About this exercise: Retype every entry exactly, character for character.

##### Materials provided

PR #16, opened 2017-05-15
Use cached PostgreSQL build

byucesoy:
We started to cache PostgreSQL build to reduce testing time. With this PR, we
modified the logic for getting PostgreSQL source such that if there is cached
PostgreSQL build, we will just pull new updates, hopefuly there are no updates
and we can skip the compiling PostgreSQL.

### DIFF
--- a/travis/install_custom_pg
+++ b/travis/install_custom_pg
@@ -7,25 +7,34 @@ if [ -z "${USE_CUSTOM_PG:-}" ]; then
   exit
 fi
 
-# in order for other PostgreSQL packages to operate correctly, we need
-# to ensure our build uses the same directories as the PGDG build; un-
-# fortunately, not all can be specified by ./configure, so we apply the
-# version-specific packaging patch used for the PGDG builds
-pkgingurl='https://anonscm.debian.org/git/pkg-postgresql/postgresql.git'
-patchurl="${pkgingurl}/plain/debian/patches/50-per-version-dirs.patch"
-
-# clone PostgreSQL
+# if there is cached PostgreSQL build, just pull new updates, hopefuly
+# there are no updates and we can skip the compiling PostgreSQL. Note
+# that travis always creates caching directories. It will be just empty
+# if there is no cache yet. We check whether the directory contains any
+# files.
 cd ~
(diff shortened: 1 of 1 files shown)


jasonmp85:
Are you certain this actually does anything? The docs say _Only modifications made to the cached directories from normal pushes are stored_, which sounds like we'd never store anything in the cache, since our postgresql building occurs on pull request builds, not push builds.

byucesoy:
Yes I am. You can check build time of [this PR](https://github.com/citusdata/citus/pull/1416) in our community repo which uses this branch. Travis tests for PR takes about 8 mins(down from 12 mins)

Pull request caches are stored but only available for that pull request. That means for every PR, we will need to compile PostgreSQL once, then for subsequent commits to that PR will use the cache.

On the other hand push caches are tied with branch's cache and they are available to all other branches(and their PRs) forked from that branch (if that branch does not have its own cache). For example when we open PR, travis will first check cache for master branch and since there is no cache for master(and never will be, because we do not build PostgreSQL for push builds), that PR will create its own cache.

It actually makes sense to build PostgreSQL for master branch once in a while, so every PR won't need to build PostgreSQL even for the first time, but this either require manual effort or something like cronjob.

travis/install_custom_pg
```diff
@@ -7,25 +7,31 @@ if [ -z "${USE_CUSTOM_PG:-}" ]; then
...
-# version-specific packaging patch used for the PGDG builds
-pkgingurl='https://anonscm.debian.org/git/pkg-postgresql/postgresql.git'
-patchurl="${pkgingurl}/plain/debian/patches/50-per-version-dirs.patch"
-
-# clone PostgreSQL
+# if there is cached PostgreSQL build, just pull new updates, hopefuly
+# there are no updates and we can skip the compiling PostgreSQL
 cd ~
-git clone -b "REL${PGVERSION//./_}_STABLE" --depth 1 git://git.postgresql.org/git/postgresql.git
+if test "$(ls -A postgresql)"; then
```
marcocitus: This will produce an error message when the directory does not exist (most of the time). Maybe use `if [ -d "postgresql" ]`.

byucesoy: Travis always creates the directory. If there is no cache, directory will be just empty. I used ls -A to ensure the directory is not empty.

##########

Finished task:
PR #16, opened 2017-05-15
Use cached PostgreSQL build

byucesoy:
We started to cache PostgreSQL build to reduce testing time. With this PR, we
modified the logic for getting PostgreSQL source such that if there is cached
PostgreSQL build, we will just pull new updates, hopefuly there are no updates
and we can skip the compiling PostgreSQL.

### DIFF
--- a/travis/install_custom_pg
+++ b/travis/install_custom_pg
@@ -7,25 +7,34 @@ if [ -z "${USE_CUSTOM_PG:-}" ]; then
   exit
 fi
 
-# in order for other PostgreSQL packages to operate correctly, we need
-# to ensure our build uses the same directories as the PGDG build; un-
-# fortunately, not all can be specified by ./configure, so we apply the
-# version-specific packaging patch used for the PGDG builds
-pkgingurl='https://anonscm.debian.org/git/pkg-postgresql/postgresql.git'
-patchurl="${pkgingurl}/plain/debian/patches/50-per-version-dirs.patch"
-
-# clone PostgreSQL
+# if there is cached PostgreSQL build, just pull new updates, hopefuly
+# there are no updates and we can skip the compiling PostgreSQL. Note
+# that travis always creates caching directories. It will be just empty
+# if there is no cache yet. We check whether the directory contains any
+# files.
 cd ~
(diff shortened: 1 of 1 files shown)


jasonmp85:
Are you certain this actually does anything? The docs say _Only modifications made to the cached directories from normal pushes are stored_, which sounds like we'd never store anything in the cache, since our postgresql building occurs on pull request builds, not push builds.

byucesoy:
Yes I am. You can check build time of [this PR](https://github.com/citusdata/citus/pull/1416) in our community repo which uses this branch. Travis tests for PR takes about 8 mins(down from 12 mins)

Pull request caches are stored but only available for that pull request. That means for every PR, we will need to compile PostgreSQL once, then for subsequent commits to that PR will use the cache.

On the other hand push caches are tied with branch's cache and they are available to all other branches(and their PRs) forked from that branch (if that branch does not have its own cache). For example when we open PR, travis will first check cache for master branch and since there is no cache for master(and never will be, because we do not build PostgreSQL for push builds), that PR will create its own cache.

It actually makes sense to build PostgreSQL for master branch once in a while, so every PR won't need to build PostgreSQL even for the first time, but this either require manual effort or something like cronjob.

travis/install_custom_pg
```diff
@@ -7,25 +7,31 @@ if [ -z "${USE_CUSTOM_PG:-}" ]; then
...
-# version-specific packaging patch used for the PGDG builds
-pkgingurl='https://anonscm.debian.org/git/pkg-postgresql/postgresql.git'
-patchurl="${pkgingurl}/plain/debian/patches/50-per-version-dirs.patch"
-
-# clone PostgreSQL
+# if there is cached PostgreSQL build, just pull new updates, hopefuly
+# there are no updates and we can skip the compiling PostgreSQL
 cd ~
-git clone -b "REL${PGVERSION//./_}_STABLE" --depth 1 git://git.postgresql.org/git/postgresql.git
+if test "$(ls -A postgresql)"; then
```
marcocitus: This will produce an error message when the directory does not exist (most of the time). Maybe use `if [ -d "postgresql" ]`.

byucesoy: Travis always creates the directory. If there is no cache, directory will be just empty. I used ls -A to ensure the directory is not empty.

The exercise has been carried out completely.